Thats interesting Chica what you say about the follow up care after illness - because our own personal experience has been truly the opposite. Without going into massive detail my husband who is only 50 now had a stroke 2 years ago - complete shock and out of the blue no warnings etc ..... - was in the costa del sol hospital for more than a week and they were fantastic .... and 2 years on the doc sees him every 3 months and the consultant at the hostpital sees him every 4 - 6 months - he gets a thorough check up each time. He has been on medication since the stroke and they check the dosage every time they see him and change where necessary .... we seriously have been astounded at how much care he has received, and continues to receive! 

Sue


----------



## Chica (Mar 23, 2009)

Suenneil said:


> Thats interesting Chica what you say about the follow up care after illness - because our own personal experience has been truly the opposite.
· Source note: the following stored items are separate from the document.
PR #1993, opened 2022-02-09
Updatecli ami correction

smerle33:
trying to add infos to the regexp to correct behavior


lemeurherve (approved):

updatecli/updatecli.d/charts/jenkins-agents-infra-release.yaml
```diff
@@ -69,17 +69,17 @@ targets:
...
   setUbuntuAgentAMIArm64:
     name: "Bump AMI ID for ARM 64"
     kind: file
     sourceID: getLatestUbuntuAgentAMIArm64
     spec:
       file: config/ext_jenkins-infra.yaml
-      matchPattern: '- ami: ".*"((.|\n)*)description: "ARM64'
-      replacePattern: '- ami: "{{ source `getLatestUbuntuAgentAMIArm64` }}"${1}description: "ARM64'
+      matchPattern: '- ami: ".*"((.|\n)*)description: "ARM64 Ubuntu 20.04"'
+      replacePattern: '- ami: "{{ source `getLatestUbuntuAgentAMIArm64` }}"${1}description: "ARM64 Ubuntu 20.04"'
```
dduportal, line 82: Not sure why but this one still tries to modify the AMD64:

```diff
setUbuntuAgentAMIArm64
----------------------
**Dry Run enabled**
⚠ File content for "/tmp/updatecli/jenkins-infra/kubernetes-management/config/ext_jenkins-infra.yaml", updated. 
--- /tmp/updatecli/jenkins-infra/kubernetes-management/config/ext_jenkins-infra.yaml
+++ /tmp/updatecli/jenkins-infra/kubernetes-management/config/ext_jenkins-infra.yaml
@@ -327,7 +327,7 @@
                 sshKeysCredentialsId: "ec2-agents-privkey"
                 useInstanceProfileForCredentials: false
                 templates:
-                - ami: "ami-0320d578c21e1255c" # https://github.com/jenkins-infra/packer-images/
+                - ami: "ami-014ba4a5098e5e684" # https://github.com/jenkins-infra/packer-images/
                   amiOwners: "200564066411"
                   amiType:
                     unixData:
```

https://infra.ci.jenkins.io/blue/organizations/jenkins/kubernetes-management/detail/PR-1993/2/pipeline/37#step-38-log-1387

Damn this non-parseable yaml. We might want to find a way to either
- move the JCasc snbippets into their own "yaml" files
- or use variables/values to specify the ami values

dduportal: Do you think that we could use the comment as a matching pattern (and change to comment to have a string like `windows-amd64, linux-arm64, etc.) ?

I know it's fragile, but if the comment explains why, that could allows a quick win here

dduportal (changes requested):

updatecli/updatecli.d/charts/jenkins-agents-infra-release.yaml
smerle33: we don't have enough lines to be sure but : 0320d578c21e1255c is a windows VM and i am wondering if the previous runs have not screw the good id and that now it tries to put the good one ....

dduportal:
- Let's go for the "comment" solution as a quick fix.
- Do not forget to rebase from `upstream/main` + ensure that you revert the change on #1980 which disabled the manifest.

PR #2058, opened 2022-03-06
chore(updatecli) cleanup updatecli manifest to fix errors and warnings

dduportal:
- 1 fixed error comes from a duplicated value in `updatecli/values.yaml` from https://github.com/jenkins-infra/kubernetes-management/pull/2051. Ping @lemeurherve can you check that I've set the correct value for `github.user`?
- 1 fixed error comes from a `pullrequest` block not specifying the correct `target`
- Warnings around Docker image missing architecture

### DIFF
--- a/updatecli/values.yaml
+++ b/updatecli/values.yaml
@@ -1,5 +1,5 @@
 github:
-  user: "updatebot"
+  user: "Jenkins Infra Bot (updatecli)"
   email: "60776566+jenkins-infra-bot@users.noreply.github.com"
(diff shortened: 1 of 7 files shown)


updatecli/values.yaml
```diff
@@ -1,6 +1,5 @@
 github:
   user: "updatebot"
```
lemeurherve, line 2:
```suggestion
  user: "Jenkins Infra Bot (updatecli)"
```

lemeurherve (changes requested):

lemeurherve (approved):

PR #2103, opened 2022-03-17
fix: suppress log output in github checks

lemeurherve:
Avoid secret leaks when build fails

### DIFF
--- a/config/ext_jenkins-infra.yaml
+++ b/config/ext_jenkins-infra.yaml
@@ -491,6 +491,17 @@ controller:
                       credentialsId('github-app-infra')
 
                       traits {
+                        gitHubSCMSourceStatusChecksTrait {
+                            // Note: changing this name might have impact on github branch protections if they specify status names
+                            name('[infra.ci.jenkins.io] ' + config.name)
+                            skip(false)
+                            // If this option is checked, the notifications sent by the GitHub Branch Source Plugin will be disabled.
+                            skipNotifications(false)
+                            skipProgressUpdates(false)
+                            // Default value: false. Warning: risk of secret leak in console if the build fails
+                            suppressLogs(true)
+                            unstableBuildNeutral(false)
+                        }
                         gitHubTagDiscovery()
                         cloneOptionTrait {
                           extension {


dduportal (approved):
LGTM (tested in live)

config/ext_jenkins-infra.yaml
```diff
@@ -491,6 +491,17 @@ controller:
                       credentialsId('github-app-infra')
 
                       traits {
+                        gitHubSCMSourceStatusChecksTrait {
+                            // Note: changing this name might have impact on github branch protections if they specify status names
+                            name('[infra.ci.jenkins.io] ' + config.name)
+                            skip(false)
+                            // If this option is checked, the notifications sent by the GitHub Branch Source Plugin will be disabled.
+                            skipNotifications(false)
```
timja, line 499: isn't this what we want?
```suggestion
                            skipNotifications(true)
```

config/ext_jenkins-infra.yaml
```diff
@@ -491,6 +491,17 @@ controller:
                       credentialsId('github-app-infra')
 
                       traits {
+                        gitHubSCMSourceStatusChecksTrait {
+                            // Note: changing this name might have impact on github branch protections if they specify status names
+                            name('[infra.ci.jenkins.io] ' + config.name)
```
timja, line 496: do we need this? what does it look like rendered?

dduportal: Looks like this:

Capture d’écran 2022-03-17 à 18 58 44

We found it pretty useful to immediately see which controller is used.

config/ext_jenkins-infra.yaml
dduportal: We understood that the notification is the status of the build (started, failed, succeeded) to have the red/yellow/green icon so we stil lwant that.


It's the `suppressLogs(true)` that we want so that we keep a feedback (to help public contributors) with only the stage name / sh command / exit status.

Note that we also tried with `skip(true)` : in that case the pipeline exit status is still reported in the PR conversation tab, with the red/yellow/green icon, and the github checks is set to zero with a direct link to the Jenkins build. Safer but less easy for external contributor.

WDYT?

timja: ah right i misread

PR #2107, opened 2022-03-18
feat(infra.ci) status check names

lemeurherve:
Also, suppress log output in github checks to avoid secret leaks when build fails


dduportal (approved):
🚀

PR #2112, opened 2022-03-21
feat(cik8s,doks): add dockerhub image pull secret for datadog and jenkins-agents

smerle33:
as per jenkins-infra/helpdesk#2830 
secret added in : https://github.com/jenkins-infra/charts-secrets/commit/f44237af5ee0ffb40e7998d7f0dc07e1d17246d6


clusters/ext_docker-registry-secrets.yaml
```diff
@@ -0,0 +1,5 @@
+imageCredentials:
+  enabled: true
+  namespaces:
```
lemeurherve, line 3:
```suggestion
  namespaces:
```

clusters/ext_docker-registry-secrets.yaml
```diff
@@ -0,0 +1,5 @@
+imageCredentials:
```
lemeurherve, line 1: This file should be renamed `docker-registry-secrets.yaml`, cf comment above.

lemeurherve (changes requested):

timja (approved):

clusters/cik8s.yaml
```diff
@@ -13,7 +13,17 @@ repositories:
   - name: jenkins-infra
     url: https://jenkins-infra.github.io/helm-charts
 releases:
+  - name: docker-registry-secrets
+    namespace: default
```
lemeurherve, line 17: I wouldn't put it in the "default" namespace, maybe "docker-registry" here?

smerle33: agreed, but @dduportal said to go by step ;) ... 
still a WIP

dduportal: We discovered that specifying a nemspace for the helmfile release is required (despite what the doc. says) to allow referencing from other release (with the `needs` keyword).

Since this helm chart does not create any resource in the aformentioned namespace (it creates in the value-specified namespaceS), I proposed to use "defaukt" here, as a "no-op" value.

Stephane just added a comment in the code to explain this. WDYT?

dduportal (approved):

clusters/cik8s.yaml
lemeurherve: I dunno about the "default" namespace, which is frenquently used for tests or install without being cautious, and subject to deleting. Not a big problem per se, but I'd put it in "jenkins-agents", WDYT?

PR #2179, opened 2022-04-05
chore: add cluster name in last stage name

lemeurherve:
As the "matrix" label is cut when displayed in Blue Ocean

Replaces https://github.com/jenkins-infra/kubernetes-management/pull/2178 (shorter label)


lemeurherve:
Seems to be not possible that way: https://issues.jenkins.io/browse/JENKINS-61280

Without going into massive detail my husband who is only 50 now had a stroke 2 years ago - complete shock and out of the blue no warnings etc ..... - was in the costa del sol hospital for more than a week and they were fantastic .... and 2 years on the doc sees him every 3 months and the consultant at the hostpital sees him every 4 - 6 months - he gets a thorough check up each time. He has been on medication since the stroke and they check the dosage every time they see him and change where necessary .... we seriously have been astounded at how much care he has received, and continues to receive!
> 
> Sue


Blimey Sue, that's totaly different to our experiences. MOH, after his heart attack should have been called back for 3 tests and checkups, he was only called to 1. His GP has never taken his blood pressure which he has a problem with. I can tell you of so many instances where follow-up care has been terrible. You have been lucky or maybe it's this area that admin is so disorganized?!


----------



## Suenneil (Feb 17, 2009)

Chica said:


> Blimey Sue, that's totaly different to our experiences. MOH, after his heart attack should have been called back for 3 tests and checkups, he was only called to 1. His GP has never taken his blood pressure which he has a problem with. I can tell you of so many instances where follow-up care has been terrible. You have been lucky or maybe it's this area that admin is so disorganized?!


Im thinking we should consider ourselves really lucky then Chica......! Obviously the Costa del Sol Hospital is our "local" hospital, but in the past two years we have moved apartments 3 times - to three different areas so had to re register with a new GP - and the quality of care for hubby hasnt faltered even with the changes. I also had a bit of a scare a few months ago and the speed at which they sorted everything was so fast it scared me into thinking I had something really serious! lol luckily it wasnt!!! ....... I suppose its like the UK ... what do they call it ? " a postcode lottery " ??????


----------



## jojo (Sep 20, 2007)

Chica said:


> Blimey Sue, that's totaly different to our experiences. MOH, after his heart attack should have been called back for 3 tests and checkups, he was only called to 1. His GP has never taken his blood pressure which he has a problem with. I can tell you of so many instances where follow-up care has been terrible. You have been lucky or maybe it's this area that admin is so disorganized?!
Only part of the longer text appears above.